例如,如何沿着这条线每3米创建一次点.结果看起来像这样:

我无法弄明白或找到一个只是这样做的包.

假设我有以下数据:

a<- c(1:10)
b<- c(10:1)

现在我想在两行(a和b)上进行连续计算(在本例2中为可变长度),并将输出保存在两个单独的列表(a和b)中.

计算应如下所示:

为一个:

(1 + 2)/ 2; (2 + 3)/ 2; (3 + 4)/ 2; ...; (9 + 10)/ 2

对于b(相同):

(10 + 9)/ 2; (9 + 8)/ 2; (8 + 7)/ 2; ...;(2 + 1)/ 2

a
1,5 2,5 3,5 ... 9,5
b
9,5 8,5 7,5 ... 1,5

我在StackOverflow中找到了这个函数:

v <- c(1, 2, 3, 10, 20, 30)
grp <- 3

res <- sapply(1:(length(v)-grp+1),function(x){sum(v[x:(x+grp-1)])})

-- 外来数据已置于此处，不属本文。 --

Issue #648, opened 2020-02-25
beam slope


rettinghaus:
The `@slope` attribute on `<beam>` currently allows decimal values, although the schema doesn't say anything about the meaning of this. Do the allowed values make sense at all? I guess 
`data.DEGREES` would be better here.

craigsapp:
Yes, fractional values would be required, since the endpoints of a slur are typically locked to specific positions in relation to the staff lines (they are usually tangent to the staff line, or centered on a staff line). In order to do this, the angle needs to be a continuous floating-point number.

The `@slope` attribute is not very useful and should be calculated as a byproduct of the stem lengths of the notes attached at the endpoints.  Here is a demo:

这几乎是我需要的,但我更喜欢一个功能,没有使用sapply,只是基地R.任何帮助将不胜感激!

我想从一个被调用的矢量中取"随机"样本,data但是增加size和不增加.

为了说明我的观点data,例如:

data<-c("a","s","d","f","g","h","j","k","l","x","c","v","b","n","m")

我需要的是通过增加采样大小(从size = 2开始)获得不同的采样向量,例如2,但不同的向量之间没有重复,并将所有内容存储到列表中,以便结果看起来像这样:

sample_1<-c("s","d")
sample_2<-c("s","d","a","f")
sample_3<-c("s","d","a","f","m","n")
sample_4<-c("s","d","a","f","m","n","l","c")
sample_5<-c("s","d","a","f","m","n","l","c","j","x")
sample_6<-c("s","d","a","f","m","n","l","c","j","x","v","k")
sample_7<-c("s","d","a","f","m","n","l","c","j","x","v","k","g","b")
sample_8<-c("s","d","a","f","m","n","l","c","j","x","v","k","g","b","h")
samples<-list(sample_1,sample_2,sample_3,sample_4,sample_5,sample_6,sample_7,sample_8)

到目前为止我所拥有的是:

samples<-sapply(seq(from=2, to=length(data), by=2), function(i) sample(data,size=i,replace=F),simplify=F,USE.NAMES=T )

不起作用的是增加样本量,但保留前面步骤的样本,并且具有包含所有观察结果的最后一个列表元素.这样的事情可能吗？